За дверью опять завозились, как будто ловили кого-то. Шлепок, досадливый выдох, сдавленное ругательство. Змея, что ли, сбежала?
Меня вдруг пробил озноб: а что в коробке? Неужто я с какой-нибудь крошечной гадючкой по городу мотаюсь? От Очкарика можно ожидать любой подлости. А уж сколько разномастных чудиков в этом городе – знают только курьеры. Как-то привез одному коробку. На вид – обычный парень лет двадцати пяти, из тех, кто скорее пропустит Второе пришествие, чем тренировку в спортзале. Он обрадовался, распечатал коробку прямо при мне и давай примерять женские босоножки на каблуке. С ума сойти.
Вообще-то, я только так говорю: с ума сойти. На самом деле, редко удивляюсь чему-то по-настоящему, от души. Не знаю, почему. Лиза говорила: «Ты либо деревянный болванчик без глаз и ушей, либо великий мудрец». «Болванчик – понятно, – говорил я. – А почему мудрец?» «Потому что, – говорила Лиза, – то, что кажется удивительным одним людям, на другом уровне сознания – ясно как Божий день. Ты разве этого не замечаешь, взрослея?»
Дверь приоткрылась. Рука схватила меня и втолкнула в дом. После яркого солнечного света, растапливавшего улицу со всех сторон, перед глазами заплясали цветные пятна. Не сразу я сообразил, что это не пятна, а бабочки. Они носились встревоженно по всему дому, как ожившее видение импрессиониста: причудливые и случайные брызги красок с кисти.

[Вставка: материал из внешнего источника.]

PR #218, opened 2024-01-03
Add sniff for unsilenced deprecation warnings

Boegie:
Resolves https://www.drupal.org/project/coder/issues/3412078

Although this could quite easily be integrated in `\Drupal\Sniffs\Semantics\FunctionTriggerErrorSniff`, I've opted for a separate rule.
Main reason being that there are two known unsilenced deprecations already.
Adding to an existing an enabled rule would break Drupal CI.


coder_sniffer/Drupal/Sniffs/Semantics/FunctionUnsilencedDeprecationSniff.php
```diff
@@ -0,0 +1,77 @@
...
+
+        $tokens = $phpcsFile->getTokens();
+
+        // If no second argument then quit.
+        if ($this->getArgument(2) === false) {
+            return;
+        }
+
+        // Only check deprecation messages.
+        if (strcasecmp($tokens[$this->getArgument(2)['start']]['content'], 'E_USER_DEPRECATED') !== 0) {
```
klausi: Instead of calling $this->getArgument(2) again, can we put this in a variable?

klausi (commented):
Approach makes sense!

Ideally we would also add a fixer for this to insert the `@`.

coder_sniffer/Drupal/Sniffs/Semantics/FunctionUnsilencedDeprecationSniff.php
```diff
@@ -0,0 +1,77 @@
...
+use PHP_CodeSniffer\Files\File;
+
+/**
+ * Checks that the trigger_error deprecation is silenced by a preceding '@'.
+ *
+ * @category PHP
+ * @package  PHP_CodeSniffer
+ * @link     http://pear.php.net/package/PHP_CodeSniffer
+ */
+class FunctionUnsilencedDeprecationSniff extends FunctionCall
```
klausi: Can we shorten this to just `UnsilencedDeprecationSniff`?

PR #230, opened 2024-06-26
Tags support is not enabled. Enable the "Yaml::PARSE_CUSTOM_TAGS" flag

FlorentTorregrosa:
PR with fix + tests

PR with only tests: https://github.com/pfrenssen/coder/pull/231


klausi:
Thanks!

klausi:
I also checked that this works with the minimum YAML 3.4.0 version we have in composer.

PR #232, opened 2024-07-19
Plugin discovery annotations with long translatable strings are allowed.

pfrenssen:
Fixes https://www.drupal.org/project/coder/issues/3462678


pfrenssen:
Oh this already works! Great, never mind :)

PR #233, opened 2024-08-03
style(cspell): Fix cspell spelling

klausi:
Issue: https://www.drupal.org/project/coder/issues/3465767


coder_sniffer/Drupal/Sniffs/CSS/ClassDefinitionNameSpacingSniff.php
```diff
@@ -98,8 +98,8 @@ public function process(File $phpcsFile, $stackPtr)
                 && in_array($tokens[($i - 1)]['code'], [T_WHITESPACE, T_COMMA]) === false
             ) {
                 $error = 'Selectors must be on a single line';
-                // cspell:ignore SeletorSingleLine
-                $fix   = $phpcsFile->addFixableError($error, $i, 'SeletorSingleLine');
+                // Cspell:ignore SeletorSingleLine .
+                $fix = $phpcsFile->addFixableError($error, $i, 'SeletorSingleLine');
```
jonathan1055: I guess the capital start letter and ending period were added to satisfy the normal comment format. But this should not be necessary, and it looks odd. I have used this comment style for `cspell:ignore` and not had to make that compromise.

klausi: Yeah, this is not nice. For Coder we are checking with the PHPCS coding standard, which uses a sniff from Squiz. That one that does not have the cspell exception.

But now that I think about it - we could replace the Squiz Sniff with the Drupal sniff when checking in Coder, that should work.

jonathan1055: Did you make any progress on the above?  I had the same problems in Gitlab Templates pipelines. `Drupal.Commenting.InlineComment.InvalidEndChar` does not respect if the comment starts with `cspell`

jonathan1055: I have just seen https://www.drupal.org/project/coder/issues/3424914 which I think deals with this problem

klausi: Fixed that and updated this PR.

PR #236, opened 2024-09-01
Add SlevomatCodingStandard.TypeHints.NullableTypeForNullDefaultValue

andypost:
Ref https://www.drupal.org/project/coder/issues/3471146#comment-15752633


klausi:
Thanks, I will add a small test case to bad.php in a follow-up.

PR #237, opened 2024-09-27
Enforce method to not have docblock

claudiu-cristea:
See https://www.drupal.org/project/coder/issues/3477407


coder_sniffer/Drupal/Sniffs/Commenting/FunctionCommentSniff.php
```diff
@@ -94,13 +101,24 @@ public function process(File $phpcsFile, $stackPtr)
...
 
-        // Constructor methods are exempt from requiring a docblock.
-        // @see https://www.drupal.org/project/coder/issues/3400560.
         $methodName = $phpcsFile->getDeclarationName($stackPtr);
-        if ($methodName === '__construct'
-            && $tokens[$commentEnd]['code'] !== T_DOC_COMMENT_CLOSE_TAG
+        if ($tokens[$commentEnd]['code'] !== T_DOC_COMMENT_CLOSE_TAG
             && $tokens[$commentEnd]['code'] !== T_COMMENT
         ) {
+            if ($methodName === '__construct') {
```
klausi, line 108: we must not treat constructors in a special way. Comments on constructors are good and we need to allow them.

klausi (changes requested):
thanks - can you introduce this in a way that existing tests stay as is?

PR #2122, opened 2017-12-22
Update appveyor.yml, add new rakefile for appveyor testing

MSP-Greg:
# Description:

Update Appveyor CI to use a simplified Rakefile, quickens testing, etc.  Also, uses minitest currently loaded in respective Appveyor builds.
______________

# Tasks:

- [ ] Write tests

### DIFF
--- a/Rakefile
+++ b/Rakefile
@@ -13,6 +13,28 @@ rescue ::LoadError
   require 'yaml'
 end
 
+if Gem.win_platform?
+  # For ruby < 2.0, minitest files need to copied into repo lib folder
+  if RUBY_VERSION <= '1.9.3'
+    dest = File.dirname(__FILE__).gsub(/\//, "\\")
+    src_dir = Dir.glob("#{Gem.default_dir}/gems/minitest-*").sort
+    if src_dir.last
+      src = src_dir.last.gsub(/\//, "\\")
+      `md #{dest}\\lib\\minitest`
+      `copy #{src}\\lib\\minitest.rb #{dest}\\lib`
+      `copy #{src}\\lib\\minitest\\*.* #{dest}\\lib\\minitest`
+    end
+  end
+
+  require "rake/testtask"
+
+  desc "Runs tests without hoe, typically used with windows"
+  Rake::TestTask.new(:test_no_hoe) do |t|
+    t.libs << "test"
+    t.test_files = FileList['test/**/test_*.rb']
+  end
+end
+
 begin
   require 'hoe'
 rescue Gem::ConflictError => e
--- a/appveyor.yml
+++ b/appveyor.yml
@@ -7,15 +7,7 @@ branches:
 skip_tags: true
 clone_depth: 10
 
-init:
-  - mklink /d C:\git "C:\Program Files\Git"
-  - if %ruby_version%==_trunk (
-      appveyor DownloadFile https://ci.appveyor.com/api/projects/MSP-Greg/ruby-loco/artifacts/ruby_trunk.7z -FileName C:\ruby_trunk.7z &
-      7z x C:\ruby_trunk.7z -oC:\ruby_trunk )
-
 environment:
-  PATH: C:/ruby%ruby_version%/bin;C:/Program Files/7-Zip;C:/Program Files/AppVeyor/BuildAgent;C:/git/cmd;C:/Program Files (x86)/GNU/GnuPG/pub;C:/Windows/system32;C:\Windows;
-  WINDIR: C:\Windows
   matrix:
   - ruby_version: 193
   - ruby_version: 200
@@ -24,6 +16,7 @@ environment:
   - ruby_version: 21-x64
   - ruby_version: 22
   - ruby_version: 22-x64
+    GIT:  C:/git/cmd/git.exe
   - ruby_version: 23-x64
     GIT:  C:/git/cmd/git.exe
   - ruby_version: 24-x64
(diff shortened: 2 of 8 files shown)


appveyor.yml
```diff
@@ -7,62 +7,47 @@ branches:
...
-  - mklink /d C:\git "C:\Program Files\Git"
-  - if %ruby_version%==_trunk (
-      appveyor DownloadFile https://ci.appveyor.com/api/projects/MSP-Greg/ruby-loco/artifacts/ruby_trunk.7z -FileName C:\ruby_trunk.7z &
-      7z x C:\ruby_trunk.7z -oC:\ruby_trunk )
-
 environment:
-  PATH: C:/ruby%ruby_version%/bin;C:/Program Files/7-Zip;C:/Program Files/AppVeyor/BuildAgent;C:/git/cmd;C:/Program Files (x86)/GNU/GnuPG/pub;C:/Windows/system32;C:\Windows;
-  WINDIR: C:\Windows
   matrix:
-  - ruby_version: 193
```
segiddins: why is this removed?

Rakefile_av_test
```diff
@@ -0,0 +1,17 @@
+# -*- ruby -*-
```
segiddins: what does the `av` in the filename stand for?

appveyor.yml
duckinator: @MSP-Greg could you try adding 1.9.3 back and seeing how it goes, since we do still support it? if you run into issues i'im happy to help you debug it sometime next week.

MSP-Greg:
@duckinator 

> if you run into issues i'm happy to help you debug it sometime next week.

I don't know if you'll be happy soon.  Appveyor 193 log is [here](https://ci.appveyor.com/project/MSP-Greg/rubygems/build/job/kg4ixpjekml7w5k5).  No failures, but 27 errors.  As shown earlier, all other ruby versions are okay...

I'll continue to work on it.  Errors are being caused by three missing methods...

Happy Holidays, Greg

hsbt:
I against to add additional rakefile for a specific environment like appveyor.  

@MSP-Greg Can we invoke exists Rakefile in appveyor?

MSP-Greg:
@hsbt

> I'm against to add additional rakefile for a specific environment like appveyor.

Maybe it could be renamed Rakefile_windows_test

> Can we invoke exists Rakefile in appveyor?

Depends.  I did look at that.  The current Rakefile aborts if hoe isn't loaded.  But, hoe is not required for windows testing (may have to change if and when bundler testing is added to windows.)

So, if we want windows users to be able to test without hoe, but also want them to have access to the other tasks currently in the Rakefile (which I assume require hoe), I don't see any other way than using two Rakefiles.

Also, since toplevel return doesn't exist in previous versions, it adds conditional branches that aren't required with two files...

BTW - this is working fine, there are intermittent test failures, one of which is common in my ruby-loco builds (fails in parallel, passes on retry).  Have a fix for it, common issue of class properties not being reset between tests when run in random order.  Thought I'd let ruby-loco run over the weekend to make sure...

Greg

Rakefile_appveyor_test
```diff
@@ -0,0 +1,31 @@
...
+require 'rubygems/package_task'
+require "rake/testtask"
+
+begin
+  require 'psych'
+rescue ::LoadError
+  require 'yaml'
+end
+
+# Stupid hack to copy minitest files into repo folder
```
segiddins: can we not use the word `stupid`?

Rakefile_appveyor_test
```diff
@@ -0,0 +1,31 @@
...
+if RUBY_VERSION <= '1.9.3'
+  dest = File.dirname(__FILE__)
+  src_dir = Dir.glob("#{Gem.default_dir}/gems/minitest-*").sort
+  if src_dir.last
+    cmd = "copy #{src_dir.last}/lib/minitest.rb #{dest}/lib".gsub(/\//, "\\")
```
segiddins: can we use the Rake `cp` command here? And if not, can we use `sh` instead of backticks? We probably should also wrap this in a command, that the `test` task depends upon

hsbt:
@MSP-Greg I didn't understand why you refuse to install `hoe` gem. I agree to invoke test suite only `minitest`. But current master branch couldn't.

Rakefile_appveyor_test
MSP-Greg: I guess we could.  At present, it's windows only, and it's only required for 1.9.3.  All the other version pass without it.

MSP-Greg:
@hsbt 

> But current master branch couldn't

Until bundler was pulled, trunk did work with this PR, as shown above, see [here](https://ci.appveyor.com/project/MSP-Greg/rubygems/build/9) & [here](https://ci.appveyor.com/project/MSP-Greg/rubygems/build/10) (Appveyor on my fork).

Since all Appveyor builds have bundler installed, I just added the code to do so for ruby-loco, and it had one of those intermittent thread crashes in test-all.  If it doesn't pass, it doesn't get added to the 'most recent good build' set.  Next run is at 18:00 JST, I'll see whether that passes, and retest on my rubygems fork.  I'll let you know.

> I didn't understand why you refuse to install hoe gem

I prefer to not download anything that isn't needed, cached or not.  Also, I hate waiting on testing, so anything that speeds it up.  Lastly, the Appveyor people are very reasonable, so I prefer to not misuse a free service...

BTW, core RubyGems passes with frozen-string-literal.  RDoc issues cause some test failures.  Working on those...

It's 23:00 here, I've had enough.  Thanks for your work & help, Greg

MSP-Greg:
@hsbt

> I didn't understand why you refuse to install hoe gem

Because I've seen trunk and ruby-loco pass essentially the same tests hundreds of times without it.  Maybe I need a break, but I use trunk, and I'm tired of old dependencies, multiple versions of the same gem, stuff that was locked out of 2.5 for no reason, and dependencies that may have been helpful at one time, but now have no real benefit, etc,,,  [rant off]

Anyway, seeing some of the PR's, I did not try to (or want to) change Travis to minitest 5.x.  Since trunk is using something loosely based on minitest 4.x, it seemed like a good solution would be to split the testing so one could see results with both.  I don't expect it to be permanent, but converting trunk/default gems over will take time & effort.

This long weekend I ran a lot of builds on my fork, and I found several intermittent tests.  I believe what is currently here for commits works.  There maybe additional intermittent fails, but I've probably found most of them.

You might consider committing it, as you/I/segiddins/others can certainly remove it at a later time...

Thanks, Greg

MSP-Greg:
@hsbt

I'll see what can be done.  Thanks, Greg

MSP-Greg:
@hsbt

Done.  Appveyor passes, the Travis `TEST_TOOL=bundler` jobs are still running.  Travis has an intermittent failure that I've seen on 1.8.7, see [here](https://travis-ci.org/rubygems/rubygems/jobs/321931075#L1958).  The exact same code passed on my fork [here](https://travis-ci.org/MSP-Greg/rubygems/builds/321895025?utm_source=github_status&utm_medium=notification).

I suspect there may be more intermittent failures, but hopefully I've found the most common.

Thanks for all your work here and with Ruby's default gems, Greg

Rakefile
```diff
@@ -13,6 +13,28 @@ rescue ::LoadError
   require 'yaml'
 end
 
+if Gem.win_platform?
```
hsbt: 👍

MSP-Greg:
@hsbt

Funny, you mentioned 'test context'.  I originally used a 'tc_' prefix, but figured that could be confused with `TestCase`.  As you might guess, I'm not terribly comfortable with `TestCase` using instance variables that are the same as attributes used in source, but that's a larger project.

Yes, I'll prefix them with 'stub'.

As long as we're forcing another round of tests, & re the intermittent failures in 1.8.7 & [`test_gem_commands_help_command.rb`](https://github.com/rubygems/rubygems/blob/b25411fc1012c89fd1c409c7e5cc867b85247c29/test/rubygems/test_gem_commands_help_command.rb), are you okay with changing:

```ruby
class TestGemCommandsHelpCommand < Gem::TestCase
  def setup
    super

    @cmd = Gem::Commands::HelpCommand.new

    load File.expand_path('../rubygems_plugin.rb', __FILE__) unless
      Gem::Commands.const_defined? :InterruptCommand
  end
```

to:
```ruby
class TestGemCommandsHelpCommand < Gem::TestCase
  # previously this was calc'd in setup, but 1.8.7 had
  # intermittent failures, but no issues with above require
  PLUGIN = File.expand_path('../rubygems_plugin.rb', __FILE__)

  def setup
    super

    @cmd = Gem::Commands::HelpCommand.new

    load PLUGIN unless
      Gem::Commands.const_defined? :InterruptCommand
  end
```

I doubt either of us is interested in tracking down 1.8.7 fails, and most of the other intermittent fails bounced around as to versions, this issue did not.

Thanks, Greg

Rakefile
MSP-Greg: Thanks.  That's why I built https://msp-greg.github.io/, so I could relax with a tablet and find that stuff...

MSP-Greg:
Great.  Now Appveyor is humming along, but Travis is (intermittently) failing.  It's 20:00, sometime in the next day I'll look over all the Travis failures here and see if I can fix them.  Two were commands, which (I think) use the `@ui` variable that I needed to rename previously...

hsbt:
Great! Thanks for your work.

hsbt:
@bundlerbot r+

Issue #2123, opened 2017-12-22
RG 2.7 Updater broke Travis CI environment.


hsbt:
When user invoked `gem update --system` and `gem install bundler` after bundler installation like Travis environment, RG updater broke it executables of Bundler.

* https://github.com/rails/rails/pull/31541 
* https://travis-ci.org/rails/rails/builds/319911098

Reproduce instruction:

```shell
 > ruby -v
ruby 2.4.2p198 (2017-09-14 revision 59899) [x86_64-darwin17]
 
 > gem list

*** LOCAL GEMS ***

bigdecimal (default: 1.3.0)
did_you_mean (1.1.0)
io-console (default: 0.4.6)
json (default: 2.0.4)
minitest (5.10.1)
net-telnet (0.1.1)
openssl (default: 2.0.5)
power_assert (0.4.1)
psych (default: 2.2.2)
rake (12.0.0)
rdoc (default: 5.0.0)
test-unit (3.2.3)
xmlrpc (0.2.1)
 
 > gem i bundler
Fetching: bundler-1.16.1.gem (100%)
Successfully installed bundler-1.16.1
1 gem installed
 
 > bundle -v
Bundler version 1.16.1
 
 > gem update --system 
Updating rubygems-update
Fetching: rubygems-update-2.7.3.gem (100%)
Successfully installed rubygems-update-2.7.3
Installing RubyGems 2.7.3
Bundler 1.16.0 installed
RubyGems 2.7.3 installed
Regenerating binstubs
`/Users/hsbt/.rbenv/versions/2.4.2/lib/ruby/gems/2.4.0/gems/bundler-1.16.1/exe/bundle` does not exist, maybe `gem pristine bundler` will fix it?
`/Users/hsbt/.rbenv/versions/2.4.2/lib/ruby/gems/2.4.0/gems/bundler-1.16.1/exe/bundler` does not exist, maybe `gem pristine bundler` will fix it?
RubyGems system software updated

 > gem i bundler -v 1.15.4 --force
Successfully installed bundler-1.15.4
1 gem installed

 > bundle -v
/Users/hsbt/.rbenv/versions/2.4.2/bin/bundle:23:in `load': cannot load such file -- /Users/hsbt/.rbenv/versions/2.4.2/lib/ruby/gems/2.4.0/gems/bundler-1.16.1/exe/bundle (LoadError)
	from /Users/hsbt/.rbenv/versions/2.4.2/bin/bundle:23:in `<main>'
```

[...]

PR #2124, opened 2017-12-22
Fix updater with rubygems

hsbt:
Fixes https://github.com/rubygems/rubygems/issues/2123

### DIFF
--- a/lib/rubygems/commands/setup_command.rb
+++ b/lib/rubygems/commands/setup_command.rb
@@ -359,6 +359,8 @@ By default, this RubyGems will install gem as:
     bundler_spec = Gem::Specification.load("bundler/bundler.gemspec")
     bundler_spec.files = Dir.chdir("bundler") { Dir["{*.md,{lib,exe,man}/**/*}"] }
     bundler_spec.executables -= %w[bundler bundle_ruby]
+
+    # Remove bundler-*.gemspec in default specification directory.
     Dir.entries(Gem::Specification.default_specifications_dir).
       select {|gs| gs.start_with?("bundler-") }.
       each {|gs| File.delete(File.join(Gem::Specification.default_specifications_dir, gs)) }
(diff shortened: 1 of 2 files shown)


lib/rubygems/commands/setup_command.rb
```diff
@@ -368,9 +370,16 @@ def install_default_bundler_gem
 
     bundler_spec = Gem::Specification.load(default_spec_path)
 
+    # Remove gemspec that was same version of vendoered bundler.
```
segiddins: `vendored`

segiddins: also, what is the motivation for removing the user-installed Bundler gem spec?

lib/rubygems/commands/setup_command.rb
```diff
@@ -368,9 +370,16 @@ def install_default_bundler_gem
...
+    normal_gemspec = File.join(Gem.default_dir, "specifications", "#{bundler_spec.version}.gemspec")
+    if File.file? normal_gemspec
+      File.delete normal_gemspec
+    end
+
+    # Remove gem files that were same version of vendored bundler.
     if File.directory? bundler_spec.gems_dir
       Dir.entries(bundler_spec.gems_dir).
-        select {|default_gem| File.basename(default_gem).match(/^bundler-#{Gem::Version::VERSION_PATTERN}$/) }.
+        select {|default_gem| File.basename(default_gem).match(/^bundler-#{bundler_spec.version}$/) }.
```
segiddins: you'll want to escape the version, since it will contain regexp metacharacters

hsbt:
@segiddins I added comments for a test scenario. rails/rails and other projects have following environment in Travis.

1. Travis install bundler-1.16.1
2. User invoke `gem update --system`
3. User invoke `gem install bundler`

Therefore, `update_rubygems` removed bundler-1.16.1 files and install vendored bundler-1.16.0. When a user invokes `bundle` command, rubygems activate 1.16.1 executable. So, User faced https://travis-ci.org/rails/rails/builds/319911098 .

We should not remove a `bundler-*` files. We should promote only vendored bundler and remove its version files. (In master branch, it version is 1.16.1)

hsbt:
@bundlerbot r+

segiddins:
But what happens when the user updates to a newer version of the vendored Bundler? Do we still remove the gemfile for the old version?

hsbt:
>Do we still remove the gemfile for the old version?

What mean "the gemfile"?

segiddins:
I meant the gemspec, sorry

hsbt:
I see. I reconsider it again next week.

PR #2126, opened 2017-12-23
Set whether bundler is used for gemdeps with an environmental variable

hsbt:
If we confirm to work test suite without vendored bundler and `Gem::USE_BUNDLER_FOR_GEMDEPS = false`, We got a `LoadError` of bundler files and `uninitialized constant Bundler` error. 

It's better to separate test environment until completely merging bundler.

### DIFF
--- a/lib/rubygems.rb
+++ b/lib/rubygems.rb
@@ -176,7 +176,7 @@ module Gem
     write_binary_errors
   end.freeze
 
-  USE_BUNDLER_FOR_GEMDEPS = ENV['USE_BUNDLER_FOR_GEMDEPS'] || true # :nodoc:
+  USE_BUNDLER_FOR_GEMDEPS = !ENV['DONT_USE_BUNDLER_FOR_GEMDEPS'] # :nodoc:
 
   @@win_platform = nil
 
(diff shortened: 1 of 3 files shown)


lib/rubygems.rb
```diff
@@ -176,7 +176,7 @@ module Gem
     write_binary_errors
   end.freeze
 
-  USE_BUNDLER_FOR_GEMDEPS = true # :nodoc:
+  USE_BUNDLER_FOR_GEMDEPS = ENV['USE_BUNDLER_FOR_GEMDEPS'] || true # :nodoc:
```
segiddins: This will always evaluate to true

hsbt: Ah, Thanks. I fixed a condition.

hsbt:
I postpone merging the bundler in Ruby 2.5. So, We need to invoke test suite without bundler library until merging bundler to stdlib or rubygems.

segiddins:
But it’s passing just fine for this repo?

hsbt:
When you remove `bundler` directory, You couldn't run rubygems test. It's the situation of CRuby and JRuby repository. I need to this feature.

hsbt:
@bundlerbot r+

PR #2130, opened 2017-12-26
[Travis] Test against Ruby 2.5

segiddins:
# Description:

Since Ruby 2.5 was released yesterday, we should test against it!


hsbt:
We will merge this after Travis update(It still use 2.5.0-preview1)

hsbt:
@bundlerbot r+

PR #2135, opened 2017-12-27
Test fixups for intermittent tests due to random test order

MSP-Greg:
# Description:

Many tests are still intermittently failing.  These commits are a 'first pass' at cleaning things up.  Passed three times on Travis using my fork.  Hopefully, they'll pass here...

# Tasks:

- [ ] Write tests


MSP-Greg:
As I continue to run more tests, I'm left with the idea that, although these patches represent solutions to the problem, they are not actually removing the original cause.  If the goal is to make them stable, I need to do that.  Hence, closing.

PR #2137, opened 2017-12-30
Improve the error message given when using --version with multiple gems in the install command

colby-swandale:
Set the error message to now be:

    Can't use --version with multiple gems. You can specify multiple gems with
    version requirements using `gem install 'my_gem:1.0.0' 'my_other_gem:~>2.0.0

This gives a more easily understood example of the argument format to
use in rubygems when installing multiple gems with versions constraints.

______________

# Tasks:

- [ ] Write tests


hsbt:
@bundlerbot r+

– Дети выпустили, – уныло сказал невысокий щуплый мужичок с сачком в руках.
– Помочь? – спросил я зачем-то.
Наверное, это жара на меня так действовала. Иначе зачем я направо и налево предлагал помощь? Мужичок обрадовался, вручил мне другой сачок с длинной сетью и большим, запачканным травой ободом.
– Только осторожнее, прошу! – сказал умоляюще. – Очень ценные экземпляры, со всей планеты.
Я заглянул в комнату. На протянутой наискось веревке висели пасмурные наволочки. Под окном притулились в обнимку два зареванных мальчика. Подмигнул им, но они отвернулись.
Бабочки летали, садились на занавески, на стол со сладко-липкой лужицей разлитого чая, на хмурых мальчиков, на книги в шкафу без стекла. Цветные их крылья сливались со всем, на что они опускались – в том-то и была трудность.
– Не ловите на лету, только сидящих, – сказал мужичок. – И – ради всего святого – не растопчите!
Я прижимал бабочек сачком к стене, потом подходил хозяин и аккуратно забирал их в пластмассовый контейнер с экраном. Брал он бабочку над самым тельцем, за сложенные вместе крылья. Пальцы у него были темно-лиловые, как штемпельные подушечки.
– Сколько их? – спросил я, давно сбившись со счета.
– Сто девяносто три, – гордо ответил он.
– И что, все разлетелись по дому?
– Почти все, – горестно сказал он и посмотрел на мальчишек.
Мальчишки одинаково поежились.
– А кто там? – спросил я, указывая на посылку. – Тоже бабочки?
– Ах ты! – вспомнил мужичок. – Эквадорские гусеницы. Дайте-ка, посмотрю на них!
Когда я вышел на крыльцо, перед глазами так и взметывались цветные пятна. На руль велосипеда присела бледно-желтая лимонница. Может быть, вылетела из зарослей крушины, уже усыпанной мелкими чернеющими ягодками, а может – за мной из этого чудаковатого дома.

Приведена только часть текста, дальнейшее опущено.